En effet, nous nous sommes entendus sur le mode de gouvernance d’un observatoire qui ne soit pas, selon l’expression familière, une « usine à gaz » et qui puisse être efficace.

Ce sujet n’est pas mineur : je dirais même qu’il est l’un des piliers de ce texte, au-delà de l’objectif poursuivi. Dans cette affaire, il est important que le Parlement puisse y voir clair dans l’activité de l’AFD, car, ce qui est également en jeu, c’est l’amélioration d’une des principales fonctions du Parlement : le contrôle de l’utilisation de l’argent public. C’est d’autant plus important que le domaine de l’aide au développement est resté pendant longtemps d’une grande opacité.

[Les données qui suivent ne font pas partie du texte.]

PR #7163, opened 2025-07-01
Fix test InitializesTracerWhenTracingIsDisabled Flakiness

NachoEchevarria:
## Summary of changes

Test InitializesTracerWhenTracingIsDisabled has been [detected as flaky](https://app.datadoghq.com/ci/test/runs?query=test_level%3Atest%20%40test.service%3Add-trace-dotnet%20%40test.status%3Afail%20%40git.branch%3Amaster%20%40test.name%3AInitializesTracerWhenTracingIsDisabled&agg_m=count&agg_m_source=base&agg_t=count&currentTab=overview&eventStack=&fromUser=true&index=citest&start=1750763474473&end=1751368274473&paused=false).

The issue could be reproduced locally and seems to be related with a timeout (it happens in the debug runs, with more log lines)

The current message is misleading because it suggests that the reason of the failure is a missing file. This message was also shown in timeouts.

The test code has been updated with the following changes:
* Increase timeout
* Add an optional output helper to increase log info.
* Better exception message according to the failure reason.


tracer/test/Datadog.Trace.TestHelpers/LogEntryWatcher.cs
```diff
@@ -87,8 +103,10 @@ public async Task<string[]> WaitForLogEntries(string[] logEntries, TimeSpan? tim
 
             if (line != null)
             {
+                logsRead.Add(line);
```
andrewlock: I'm kind of unsure if we _should_ add that one, as it might slow things down too much, but worth a try!

andrewlock (approved):
Great, thanks!

tracer/test/Datadog.Trace.TestHelpers/LogEntryWatcher.cs
NachoEchevarria: Maybe we could potentially replace it by "last log line read"?

PR #7164, opened 2025-07-01
[IAST] Added compatibility for stable config

daniel-romano-DD:


e-n-0 (approved):

tracer/src/Datadog.Tracer.Native/iast/dataflow.cpp
```diff
@@ -16,18 +16,15 @@ using namespace std::chrono;
...
-static const WSTRING _fixedAppDomainExcludeFilters[] = {
-    WStr("DD*"), WStr("DataDog*"),
-    LastEntry, // Can't have an empty array. This must be the last element
+static std::vector<WSTRING> _domainExcludeFilters = {
+    WStr("DD*"), 
+    WStr("DataDog*"),
 };
-static const WSTRING _fixedAssemblyIncludeFilters[] = {
-    LastEntry, // Can't have an empty array. This must be the last element
+static std::vector<WSTRING> _assemblyIncludeFilters = {
```
anna-git, line 25: is it ok now to have an empty array? referring to previous comment 
```
// Can't have an empty array. This must be the last element
```

dromanol: Yes, because it's not an array anymore, it's a vector, so it can be empty

PR #7169, opened 2025-07-02
Don't load the profiler on arm64

andrewlock:
## Summary of changes

- Don't try to load the profiler on Linux arm64 at all
- Cherry pick #7153 to see if it resolves the issues

## Reason for change

#7153 ran into what we think is glibc `dlclose` issue (i.e. #7125). Given the profiler always bails out on arm64 as it's not yet supported, this is the easiest way to ensure that we don't load (and therefore, more importantly, we don't _unload_ the profiler on arm64).

## Implementation details

Comment out the profiler from the loader.conf for arm64. That ensures we don't _try_ to load it on arm64, while making it easy to reenable for testing etc.

## Test coverage

Cherry picked the #7153 smoke tests, to confirm it resolves the issues

## Other details

Supersedes #7153 given that it enables the tests to verify the fix


gleocadie (approved):
👍

PR #756, opened 2020-06-16
Remove the heap allocation from Stopwatch

kevingosse:
Remove the heap allocation from `Stopwatch` (one per trace).
See comments below for benchmarks.

PR #7170, opened 2025-07-02
Update build and testing to use .NET 10 preview 7

NachoEchevarria:
## Summary of changes

Updates build and testing to use .NET 10 preview 7.

## Reason for change

We want to test our changes ahead of the .NET 10 GA release.

## Implementation details

We had to address a bunch of issues as part of the update, in addition to the usual "bump version numbers", some of which are listed below. Much of the work was already extracted to separate PRs, but not all of it.

The standard changes were
- Bump version numbers
- Update VMs 
- Update docker build images
- Add additional .NET 10 smoke tests
- Update integrations to instrument .NET 10 APIs

The additional issues addressed in this PR

- .NET 10 [has bumped](https://github.com/dotnet/runtime/issues/109939) the minimum supported version of Alpine from 3.13 ([.NET 9<](https://github.com/dotnet/core/blob/main/release-notes/9.0/supported-os.md#linux-compatibility)) to 3.17 ([.NET 10+](https://github.com/dotnet/core/blob/main/release-notes/10.0/supported-os.md#linux-compatibility)). My _previous_ understanding was that musl is essentially unversioned, so they're essentially also forward compatible. Unfortunately, that is apparently not true. Attempting to run .NET 10 on Alpine 3.13 does not work, and it specifically fails with a `symbol not found` error.
  - We extracted the work to fix it to a separate PR, but as that requires updating the VMs, it's included in this branch, and won't be explicitly merged separately.
  - Basically we bump our build image from `alpine:3.14` to `alpine:3.17` and make sure we don't depend on any additional symbols that aren't available.
  - https://github.com/DataDog/dd-trace-dotnet/pull/7228
- As a consequence of bumping the alpine version to 3.17, The SQLite tests started failing on .NET Core 3.1 and .NET 5. It was basically a version of [this issue](https://github.com/dotnet/runtime/issues/65152); those versions of .NET don't "recognise" alpine, so fail to load the native library.
  - As a workaround, we explicitly set `DOTNET_RUNTIME_ID=linux-musl-x64` in the tests that use SQLite.
  - We _could_ set this globally, but I would rather have the "default" resolution behaviour (except where we explicitly need the fix), to make sure we don't mask any resolution issues in our own code.
- Ignore warning `NU1510` "PackageReference SomePackage will not be pruned. Consider removing this package from your dependencies, as it is likely unnecessary". Super noisy, we really don't care for tests.
- Had to change the exclusions for `CallTargetNativeTests` because the stack trace changed. It looks like the runtime is more aggressively inlining methods, including our `OnMethodBegin` calltarget methods.
- The `debian:buster` repos are EOL 💀 But bumping what we build on will currently mean bumping the min version of GLIBC, which is a breaking change. For now we have switched to using the archive repos instead
- Azure Functions behavior was different, in that we start seeing spans for `Timer ExitApp`. As a workaround for now, we just filter that out of the snapshots:
  - https://github.com/DataDog/dd-trace-dotnet/pull/7391
- `InstrumentationTests` (where we test SSI instrumentation behaviour) were added because the expected behaviour instrumenting preview versions is different in SSI. In SSI, we _won't_ instrument preview .NET versions by default, so we updated the tests to allow for that
  - There's an additional fix pending in `ProcessBasicChecksTests.cs` which should be removed after the .NET 10 GA release
- We ran into issues with XUnit and Verify.XUnit. We ultimately "fixed" it by updating from preview 5 to preview 6, but our initial work invovled updating xunit version, so we stuck with that. This revealed a bunch of sub-issues we had to fix too:
  - https://github.com/DataDog/dd-trace-dotnet/pull/7280
  - https://github.com/DataDog/dd-trace-dotnet/pull/7293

D’une façon générale, la question du contrôle parlementaire sur les politiques d’aide au développement est fondamentale. Jusqu’à présent, le Parlement devait se contenter du seul vote du budget de la mission « Aide publique au développement » – lorsque le débat avait lieu… Or cette mission représente à peine un tiers de l’aide totale, qui s’élève à 9,3 milliards d’euros et prend aussi bien en compte des annulations de dette, l’accueil des étudiants étrangers ou bien encore le secteur humanitaire.

Nous savons tous combien il est difficile d’avoir une vue d’ensemble sur une politique éclatée, entre l’aide bilatérale, l’aide transitant par l’Union européenne et les programmes internationaux, surtout quand entrent en jeu de multiples opérateurs, publics et privés, précisément très peu contrôlés.

Après avoir mentionné les aspects positifs du texte, je relèverai quelques-unes de ses faiblesses, qui risquent d’en atténuer la portée.

Je pense, en particulier, à l’insuffisance des dispositions qui devraient être mises en œuvre pour lutter contre l’opacité des transactions financières dans ce secteur d’activité et contre l’évasion fiscale que pratiquent certaines entreprises. À cet égard, je regrette que les modalités d’utilisation par l’AFD des places financières dites « offshore » ne soient pas plus strictement encadrées.

Ces différents aspects posent concrètement la question d’un contrôle plus efficace des sociétés multinationales, a fortiori lorsque ces dernières sont soutenues par l’AFD, qui, soulignons-le, est en grande partie alimentée par de l’argent public.

Dans le même ordre d’idées, je regrette aussi que les références précises à la responsabilité fiscale, mais aussi sociale et environnementale des entreprises aient été diluées au sein de l’expression, beaucoup plus générale, de « responsabilité sociétale ».

Nous aurions également dû procéder à une véritable réorientation de la vocation de l’AFD, qui privilégie des prêts concessionnels et finance trop souvent des projets sur la base de la rentabilité qu’elle peut en attendre. Je souhaite que cette exigence trouve sa place dans le prochain contrat d’objectifs et de moyens qui sera signé entre l’État et l’AFD.

Enfin, l’absence de toute programmation financière dans le projet de loi handicape lourdement la possibilité de mettre en œuvre concrètement une politique d’aide au développement véritablement différente. Il est évident que, sans moyens financiers pour les réaliser, les objectifs et le cadre de travail fixés par le présent texte risquent fort de demeurer des vœux pieux !

Certes, les efforts à produire en faveur de l’aide au développement ne sont pas tous d’ordre financier, mais ils se mesurent aussi en grande partie à l’aune d’engagements concrets. Or la réalité est que notre pays ne cesse de réduire les budgets qu’il consacre à ce secteur.

Ces dernières années, parmi les engagements de l’AFD, le montant des prêts bonifiés et des subventions accordés était en baisse et celui des dons aux pays les plus pauvres, africains pour la plupart, connaissait une diminution, ainsi que s’en était d’ailleurs inquiétée notre commission dans un rapport budgétaire.

Au final, s’il est pétri de bonnes intentions, le projet de loi laisse une impression d’occasions manquées : il ne procède pas à la profonde refonte de l’aide publique au développement que nous souhaitions tous à gauche. Cela dit, dans les limites que je viens d’indiquer, il présente des avancées que nous ne sous-estimons pas et que nous apprécions comme telles. Nous voterons donc le projet de loi d’orientation et de programmation relative à la politique de développement et de solidarité internationale, dans la rédaction proposée par la commission mixte paritaire.